» Task to complete
The lines from the start of the records below through the line containing "I think this" are to be copied exactly, both ends included, with nothing added.

Collected data:
=======

PR #764, opened 2025-05-23
MINOR: Fix broken Linux JNI build

lidavidm:
## What's Changed

I think this was due to apache/arrow@1229ceddd512aa5b3a601019ee3b4bae28cfa3e6.

We need to explicitly set ARROW_VCPKG=ON for Linux builds so that Findutf8proc.cmake does the right thing.

### DIFF
--- a/ci/scripts/jni_build.sh
+++ b/ci/scripts/jni_build.sh
@@ -50,11 +50,15 @@ Darwin)
 esac
 
 : "${ARROW_JAVA_BUILD_TESTS:=${ARROW_BUILD_TESTS:-ON}}"
+: "${ARROW_VCPKG:=OFF}"
 : "${CMAKE_BUILD_TYPE:=release}"
 read -ra EXTRA_CMAKE_OPTIONS <<<"${JAVA_JNI_CMAKE_ARGS:-}"
+# Must set ARROW_VCPKG because upstream Findutf8proc.cmake checks that to
+# determine what to do
 cmake \
   -S "${source_dir}" \
   -B "${build_dir}" \
+  -DARROW_VCPKG="${ARROW_VCPKG}" \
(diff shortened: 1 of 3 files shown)


ci/scripts/jni_build.sh
```diff
@@ -50,11 +50,15 @@ Darwin)
...
 : "${ARROW_JAVA_BUILD_TESTS:=${ARROW_BUILD_TESTS:-ON}}"
+: "${ARROW_VCPKG:=OFF}"
 : "${CMAKE_BUILD_TYPE:=release}"
 read -ra EXTRA_CMAKE_OPTIONS <<<"${JAVA_JNI_CMAKE_ARGS:-}"
+# Must set ARROW_VCPKG because upstream Findutf8proc.cmake checks that to
+# determine what to do
 cmake \
   -S "${source_dir}" \
   -B "${build_dir}" \
+  -DARROW_VCPKG="${ARROW_VCPKG}" \
```
kou, line 61: Can we use `ARROW_DEPENDENCY_SOURCE=VCPKG` instead? It sets `ARROW_VCPKG` internally.

lidavidm: I tried this and it doesn't seem to work: I don't think the Java JNI CMake code has anything to detect this. Also, `Findutf8proc.cmake` installed by Arrow's CMake checks `ARROW_VCPKG`, but I don't see any other code installed to set this.

kou: Ah, OK. I'll fix it in apache/arrow.

kou: https://github.com/apache/arrow/pull/46565 will fix this.

lidavidm:
After https://github.com/apache/arrow/issues/46564 I re-ran the job on main and it passes now, so I'm closing this. Thanks Kou!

=======

» Result for this task
PR #764, opened 2025-05-23
MINOR: Fix broken Linux JNI build

lidavidm:
## What's Changed

I think this was due to apache/arrow@1229ceddd512aa5b3a601019ee3b4bae28cfa3e6.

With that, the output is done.